The Reuleaux Triangle and Curves of Constant Width

Why are manhole covers round? It is so they won't fall through the hole they are intended to cover. They have the same diameter regardless of where it is measured. If the hole has a slightly smaller diameter, it is not possible to orient the cover so that it will fall through. A square or rectangular cover can be turned slightly and it will easily fit through the hole.

The circle is not the only planar curve that has this constant width property. The Reuleaux Triangle is the next best-known curve of constant width. I want to describe an interactive MATLAB® program that generates generalizations of the Reuleaux Triangle.

Contents

Franz Reuleaux

Image Credit: Wikipedia

Franz Reuleaux (1829-1905) was a German mechanical engineer, a professor at the Eidgenössische Technische Hochschule Zürich, then a lecturer at the Berlin Royal Technical Academy and ultimately President of the Academy.
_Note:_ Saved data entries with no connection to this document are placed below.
PR #7167, opened 2020-05-05
testing: fix lint after merge of old branch

bluetech:

### DIFF
--- a/src/_pytest/terminal.py
+++ b/src/_pytest/terminal.py
@@ -854,9 +854,12 @@ class TerminalReporter:
                 if len(locations) < 10:
                     return "\n".join(map(str, locations))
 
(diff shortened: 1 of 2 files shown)


bluetech:
PR #7020 added a test which incidentally also checks the order in which lines in the warning summary are printed. But turns out that order relied on dictionary order which is not guaranteed in Python 3.5, so it failed after merge in master.

The fix is straightforward - replace `collections.Counter` approach with `collections.OrderedDict`. Since I don't want to leave master broken, I'm merging without approval, but let me know if you have any comments.

nicoddemus:
> I'm merging without approval, but let me know if you have any comments.

Sure, for trivial changes like this, please go ahead! And thanks! 👍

In addition to his triangle and many other mechanical creations, he is known for the theory of kinematic pairs.

Reuleaux triangle

Here is the Reuleaux triangle in action in an animated gif showing one full rotation. The sides of the "triangle" are circular arcs; each is one-sixth of a circle centered at the opposite vertex.

The triangle is rotating, but not about the origin at its center. These plots were made with the MATLAB command

axis tight square

so the bounding box is a square with the length of a side equal to the diameter of the curve. The x and y labels show this diameter. The fact that the diameter does not change as the figure rotates is the defining property of constant width.

Parameters

These animations vary two parameters, n and delta. In the next two figures there are n blue dots at the vertices of a regular polygonal. There are n large arcs; each is one n-th of a circle centered at the opposite blue dot. They join the n small arcs, each is one n-th of a circle of radius delta centered at the nearby blue dot. The resulting curve is smooth, except when delta is zero.
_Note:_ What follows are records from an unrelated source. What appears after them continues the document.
PR #7172, opened 2020-05-06
Some easy micro optimizations to collection

bluetech:
Collectively, on this benchmark run with `--collect-only`:

```py
import pytest
@pytest.mark.parametrize("x", range(50000))
def test_foo(x): pass
```

Before:

```
============================ no tests ran in 11.37s ============================
         23775445 function calls (22920574 primitive calls) in 11.648 seconds
```

After:

```
============================ no tests ran in 10.51s ============================
         21725509 function calls (20870638 primitive calls) in 10.931 seconds
```

The first commit utilizes the fact that dicts are insertion-order preserving on Python>=3.7 to avoid  OrderedDict overhead when possible.

The second and third commits apply some micro optimizations to Node.

The fourth applies some minor optimizations to `PythonCollector.collect`.

### DIFF
--- a/src/_pytest/compat.py
+++ b/src/_pytest/compat.py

The diameter is always the distance from one large circular arc to the opposite small circular arc, no matter how the curve is rotated.

Here n is kept constant at three and delta varies.

Here delta is kept constant at 0.05 and n varies over odd integers.

Irregular spacing

The blue dots do not have to form a regular polygon. Here they form a 3-4-5 triangle.

Constant width app

I will add an interactive app, constant_width, to Cleve's Laboratory. You can choose regular or irregular spacing, vary n and delta, and rotate the resulting curves at any speed.

Support functions

I was intrigued by a paper by Stanley Rabinowitz. He describes how curves of constant width can be generated by so-called "support functions." An example is

$$ p(\theta) = a \cos^2{(\frac{k\theta}{2})} + b $$

Parametric equations for the curve are

$$ x = p(\theta) \cos{\theta} - p'(\theta) \sin{\theta} $$

$$ y = p(\theta) \sin{\theta} + p'(\theta) \cos{\theta} $$

Not all choices of the parameters produce convex curves, but $a = 2$, $b = 40$, and $k = 7$ produce a satisfactory heptagonal figure. A constant step size $h = \pi/(12 k)$ yields

Rabinowitz goes on to create a curve of constant width that is actually a polynomial of degree eight in the two variables $x$ and $y$.

Coins

Several countries mint coins shaped by curves of constant width. They are difficult to counterfeit and work perfectly well in vending machines. Here are a few.

Image credit: cp4space

Wankle rotary engine

Wankel engines, which incorporate a Reuleaux triangle, were invented in the early 1950s by Felix Wankel, a German engineer.